Long term capital has been flocking to commercial banks which now offer high interest rates after the State Bank of Vietnam removed the ceiling interest rate on long term deposits. However, banks have been warned that the capital might turn into “virtual capital.”
The problems lies in the banks’ policy which allows clients to withdraw money before the deposits become matured, while they still can enjoy the high interest rates as initially negotiated.
Under the latest decision by the State Bank of Vietnam, since June 11, 2012, the 12 month and longer term deposit interest rates would be defined by commercial banks based on the market conditions.
A senior executive of Ernst & Young Vietnam, an auditing firm, said that the banking system has been thirsty for capital and “living from hand to mouth” for a long time. Therefore, the savings market in Vietnam has become deformed. Medium and long term capital has not been found, or it has been existing only on paper.
Therefore, the State Bank hopes that when lifting the cap on long term deposit interest rates, the interest rate performance would return to the normal track, i.e. that long term deposits would have higher interest rates, while short term lower.
According to Nguyen Thi Mai Huong, Deputy General Director of Ocean Bank, since early March 2012, when the State Bank has been continuously slashing the ceiling deposit interest rate from 14 percent to 9 percent, depositors tend to make long term deposits instead of short terms, simply because they can enjoy higher interest rates. There is also another reason behind this: people fear that the interest rates would drop further, once the government has shown its determination to make bank loans accessible to businesses.
In the past, the deposits at the bank were mostly short term ones. Meanwhile, six-month, nine-month and 12-month term deposits account for a bigger proportion in the deposit structure.
Banks raise interest rates to lure more capital
Right after the new decision was released, banks all have raised the interest rates for long term deposits. Ocean Bank, for example, now pays 10 percent per annum for 12 month term deposits, 10.2 percent for 13-24 month and 10.5 percent for 36 month term deposits.
“The capital flow has been growing stably. Most of the deposits are worth 10-500 million dong, and most of them are long term ones,” Huong said.
Meanwhile, other banks offer much higher interest rates. SeAbank, for example, offers the 12.8 percent interest rate at the highest, applied to those who deposit 2 billion dong and more for 24 months.
At HD Bank, depositors would enjoy the interest rate of 10 percent for less than 1 billion dong deposits. Meanwhile, if depositing more than 1 billion dong, they would receive 11 percent per annum.

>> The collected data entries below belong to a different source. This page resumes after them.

Issue #13563, opened 2026-07-12
TASK: BRIEFING.md diet: trim to budget and make the 2000-token budget corrective


WallyDoodlez:
> **AUTHORITATIVE SCOPE: `.squidsquad/pm/planning/CONTEXT-13563.md`. Read that artifact in full. The bullets below are a summary; the planning artifact is the contract.**

**Reported By**: pm-lead

**Priority**: Medium

**Reported By**: pm-lead

**Priority**: Medium

## Background

BRIEFING.md is 40KB / ~6.7K tokens — 3.3x over its own documented 2000-token budget (`docs/VAULT-ARCH.md:239,413,476`, `docs/CONFIGURATION.md:145`; measured by `vault_remember.py briefing-budget` = words x 1.3). It is read at every session boot and re-read on stale cycles by all roles. The existing gate only blocks NEW additions when the budget is exhausted (`references/sub-skills/common/vault-remember.md:88-92`) — nothing ever shrinks the file, so it grew monotonically. Plan: `.squidsquad/pm/planning/PLAN-TOKEN-EFFICIENCY.md` §T2 (commit 59994d14a).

Especially, some banks offer the long term deposit interest rates which are even higher than short term lending interest rates.
Unhealthy competition anticipated
In an effort to attract more capital, some banks have been applying a flexible policy, allowing depositors to enjoy the high initially negotiated interest rates, even though they withdraw money before the scheduled time.
Dr Nguyen Tri Hieu, a banking expert, said some small banks need to retain clients and they need medium and long term capital, therefore, they have to push the interest rates up. However, Hieu said that in principle, when people withdraw money sooner than expected, they would only be able to get the low interest rates for demand deposits, or pay fines to the banks.
“If the State Bank floats the interest rates, the market would operate in accordance with the economic laws and the supply-demand basis,” Hieu said.
Meanwhile, president of a big joint stock bank said that by applying the policy, banks try to dodge the laws to pay high interest rates for short term deposits, because they do not impose fines on the deposits to be withdrawn before the maturation.